2. Gently heat the milk in a saucepan over medium heat until it is 110℉ and then decant into a glass measuring cup or bowl. Add the 15 ml/1 tbsp of sugar you have kept back, and whisk to combine. Sprinkle the yeast over the milk and gently whisk to combine. Set aside to proof for 5 minutes.
3. Combine all but the 1/4 cup of flour with the remaining sugar, poppy seeds, and salt in the bowl of a food processor or standing mixer.
4. Whisk the eggs lightly, then add them to the yeast mixture together with the orange extract.
5. Add the yeast mixture to the flour mixture, then process or mix on medium speed until combined (about 2-3 minutes). When the liquids and solids have combined, add the butter, one piece at a time with the mixer running at medium speed, or pulse the processor to combine. Make sure that the butter is thoroughly combined into the dough, and when it is, knead the dough for an additional 5 minutes on medium-high speed until the dough is elastic. If the dough is too sticky (this will depend upon the size of the eggs you use) add some of the additional flour.
6. Scrape the dough into the greased bowl, then coat it with the remaining butter, then cover with plastic wrap and place in a warm, non-drafty place to rise for 1-1/2 hours. You can run the microwave for one moment and then place the bowl inside, taking care to shut the door gently.
7. While the dough is rising, make the poppy seed filling: Rinse the poppy seeds under cold water in a colander. Place them in a pot and cover with cold water. Bring to a simmer, then remove the poppy seeds from the heat, cover, and let sit for 30 minutes. Repeat this step one more time.
8. Drain the poppy seeds, then push them through the grinder, or mill them in small batches through the coffee grinder. Then combine the poppy seeds and the remaining ingredients in a food processor, fitted with a steel blade and process until smooth. You can make this ahead of time and keep in a non-reactive container with a lid in the refrigerator.
9. When the dough has risen to at least twice its size, punch it down, then sprinkle 2 tbsp of flour on top of the dough. Knead it gently to loosen it, then turn it onto a cool, floured surface.
10. Roll the dough into a rectangle, then smear the poppy seed filling onto all but the outermost inch of the surface of the dough.

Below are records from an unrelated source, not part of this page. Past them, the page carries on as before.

PR #3028, opened 2019-11-21
Track validation errors and registration submitted events

yuki24:
addresses https://artsyproduct.atlassian.net/browse/AUCT-465

It adds the `<OnSubmitValidationError>` component to rack validation errors from Formik.

@dblandin @erikdstock I'm not sure if I'm using it right, but let me know if there's anything I should update.

## Tracking validation errors

Screen Shot 2019-11-21 at 2 27 59 PM

## Tracking `registration submitted`

Screen Shot 2019-11-21 at 3 08 32 PM

### DIFF
--- a/src/Apps/Auction/Components/RegistrationForm.tsx
+++ b/src/Apps/Auction/Components/RegistrationForm.tsx
@@ -7,20 +7,13 @@ import { ErrorModal } from "Components/Modal/ErrorModal"
 import { Form, Formik, FormikActions, FormikProps } from "formik"
 import React, { useEffect, useState } from "react"
 import {
-  CardElement,
   Elements,
   injectStripe,
   ReactStripeElements,
   StripeProvider,
 } from "react-stripe-elements"
 import { data as sd } from "sharify"
-import styled from "styled-components"
 import * as Yup from "yup"
-
-export const StyledCardElement = styled(CardElement)`
-  width: 100%;
-  padding: 9px 10px;
-`
 
 export interface FormResult {
   token: stripe.Token
@@ -125,7 +118,7 @@ const validationSchema = Yup.object().shape({
   ),
 })
 
-type TrackErrors = (errors: string[]) => void
+export type TrackErrors = (errors: string[]) => void
 
 /*
   This component exists only to capture formik's renderProps and track form
@@ -139,9 +132,9 @@ type TrackErrors = (errors: string[]) => void
   Background:
     https://github.com/jaredpalmer/formik/issues/1484#issuecomment-490558973
  */
-const OnSubmitValidationError: React.FC<{
+export const OnSubmitValidationError: React.FC<{
   cb: TrackErrors
-  formikProps: FormikProps<FormValues>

11. Brush the edges of the dough with cold water, then roll the rectangle into a tight log. Place the log onto a cookie sheet, covered in parchment paper, cover with plastic wrap and set in a warm, non-drafty place to rise another 1 hour.
12. Preheat the oven to 190℃/350℉.
13. When the dough has risen, remove it from the cookie sheet onto a cutting board, lightly sprinkled with flour. Cut the log into 1-1/2 centimeter or 3/4-inch disks. Twist each disk into the shape of a cruller and place it on the cookie sheet, leaving plenty of room between them.
14. Bake the poppy seed twists for twenty minutes.
15. While the twists are cooking, assemble the glaze by combining the ingredients in a glass measuring cup and processing in the microwave for 30 seconds, then whisking vigorously with a fork.
16. Pipe or brush the glaze on to the twists as they are cooling on a rack.